Find the word "your" in the data, then copy each line where it is found.

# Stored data
⁂
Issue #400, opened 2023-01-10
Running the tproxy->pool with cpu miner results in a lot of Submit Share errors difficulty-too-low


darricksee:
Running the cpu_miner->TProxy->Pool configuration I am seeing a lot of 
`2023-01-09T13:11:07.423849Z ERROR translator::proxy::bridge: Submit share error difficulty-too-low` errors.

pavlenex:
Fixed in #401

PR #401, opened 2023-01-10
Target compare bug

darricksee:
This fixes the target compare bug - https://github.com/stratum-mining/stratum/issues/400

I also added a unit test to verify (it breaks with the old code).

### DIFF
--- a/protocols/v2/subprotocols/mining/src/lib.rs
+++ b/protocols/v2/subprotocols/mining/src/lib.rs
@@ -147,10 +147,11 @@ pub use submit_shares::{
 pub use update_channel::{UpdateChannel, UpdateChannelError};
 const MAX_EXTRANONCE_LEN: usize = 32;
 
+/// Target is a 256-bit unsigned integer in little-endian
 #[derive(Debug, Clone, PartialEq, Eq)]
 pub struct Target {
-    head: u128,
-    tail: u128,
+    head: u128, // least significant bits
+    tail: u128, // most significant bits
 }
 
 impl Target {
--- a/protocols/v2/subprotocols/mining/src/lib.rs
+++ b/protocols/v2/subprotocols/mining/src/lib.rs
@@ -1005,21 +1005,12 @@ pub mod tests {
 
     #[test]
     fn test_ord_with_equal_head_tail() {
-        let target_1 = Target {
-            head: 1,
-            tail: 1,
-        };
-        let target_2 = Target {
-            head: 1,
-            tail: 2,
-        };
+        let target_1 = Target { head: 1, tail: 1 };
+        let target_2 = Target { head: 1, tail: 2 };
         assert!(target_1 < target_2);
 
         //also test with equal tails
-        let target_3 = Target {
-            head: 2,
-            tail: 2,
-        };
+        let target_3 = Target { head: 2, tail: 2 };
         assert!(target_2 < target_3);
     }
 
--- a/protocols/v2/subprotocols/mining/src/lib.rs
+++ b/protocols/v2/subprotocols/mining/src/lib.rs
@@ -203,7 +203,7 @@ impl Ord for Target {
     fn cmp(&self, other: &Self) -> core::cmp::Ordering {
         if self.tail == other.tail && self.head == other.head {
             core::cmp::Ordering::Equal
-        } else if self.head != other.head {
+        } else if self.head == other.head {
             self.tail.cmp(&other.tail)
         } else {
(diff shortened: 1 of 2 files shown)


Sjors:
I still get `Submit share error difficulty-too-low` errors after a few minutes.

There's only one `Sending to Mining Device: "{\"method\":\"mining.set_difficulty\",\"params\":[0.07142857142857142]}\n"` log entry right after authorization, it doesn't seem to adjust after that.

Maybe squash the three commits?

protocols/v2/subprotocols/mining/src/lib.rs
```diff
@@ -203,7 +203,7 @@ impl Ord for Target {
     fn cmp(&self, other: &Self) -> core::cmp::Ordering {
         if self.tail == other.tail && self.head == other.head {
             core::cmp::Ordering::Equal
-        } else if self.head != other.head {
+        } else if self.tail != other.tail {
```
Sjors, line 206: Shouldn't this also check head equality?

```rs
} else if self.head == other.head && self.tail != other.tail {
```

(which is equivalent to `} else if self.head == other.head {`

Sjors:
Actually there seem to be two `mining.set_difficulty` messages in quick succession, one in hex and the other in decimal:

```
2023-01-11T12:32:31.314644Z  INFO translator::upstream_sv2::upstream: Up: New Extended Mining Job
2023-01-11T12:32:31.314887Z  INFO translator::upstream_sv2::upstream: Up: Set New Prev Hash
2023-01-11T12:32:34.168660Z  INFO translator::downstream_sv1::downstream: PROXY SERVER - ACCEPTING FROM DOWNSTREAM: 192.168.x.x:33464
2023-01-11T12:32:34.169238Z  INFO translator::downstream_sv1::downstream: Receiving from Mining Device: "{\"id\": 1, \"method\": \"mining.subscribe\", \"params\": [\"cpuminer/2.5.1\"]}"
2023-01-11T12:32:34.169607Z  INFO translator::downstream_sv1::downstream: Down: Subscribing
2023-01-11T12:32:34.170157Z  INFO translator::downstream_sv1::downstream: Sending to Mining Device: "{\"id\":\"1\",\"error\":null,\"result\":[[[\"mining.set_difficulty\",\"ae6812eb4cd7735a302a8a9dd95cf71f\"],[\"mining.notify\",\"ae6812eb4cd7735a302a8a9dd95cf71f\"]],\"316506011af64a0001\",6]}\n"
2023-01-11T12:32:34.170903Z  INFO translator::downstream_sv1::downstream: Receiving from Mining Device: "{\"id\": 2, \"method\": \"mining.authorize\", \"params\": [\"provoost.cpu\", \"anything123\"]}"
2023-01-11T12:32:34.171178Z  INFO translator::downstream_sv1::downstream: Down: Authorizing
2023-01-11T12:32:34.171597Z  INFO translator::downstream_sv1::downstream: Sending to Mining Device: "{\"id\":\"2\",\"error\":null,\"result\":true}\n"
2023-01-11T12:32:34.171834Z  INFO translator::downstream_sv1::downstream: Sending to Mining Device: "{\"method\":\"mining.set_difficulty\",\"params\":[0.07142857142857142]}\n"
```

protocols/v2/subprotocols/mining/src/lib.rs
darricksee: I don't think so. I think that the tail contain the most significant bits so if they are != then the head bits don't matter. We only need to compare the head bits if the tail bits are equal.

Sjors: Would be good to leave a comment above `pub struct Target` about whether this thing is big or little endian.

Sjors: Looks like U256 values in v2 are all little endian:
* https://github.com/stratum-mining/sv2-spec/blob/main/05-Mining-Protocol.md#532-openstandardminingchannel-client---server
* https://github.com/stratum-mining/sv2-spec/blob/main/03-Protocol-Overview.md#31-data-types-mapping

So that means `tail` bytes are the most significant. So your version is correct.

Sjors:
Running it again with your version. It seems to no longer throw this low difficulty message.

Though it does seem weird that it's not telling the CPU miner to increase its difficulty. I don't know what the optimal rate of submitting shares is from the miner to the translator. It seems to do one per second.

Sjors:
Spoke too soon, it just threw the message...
⁂
# Answer below
So that means `tail` bytes are the most significant. So your version is correct.
Running it again with your version. It seems to no longer throw this low difficulty message.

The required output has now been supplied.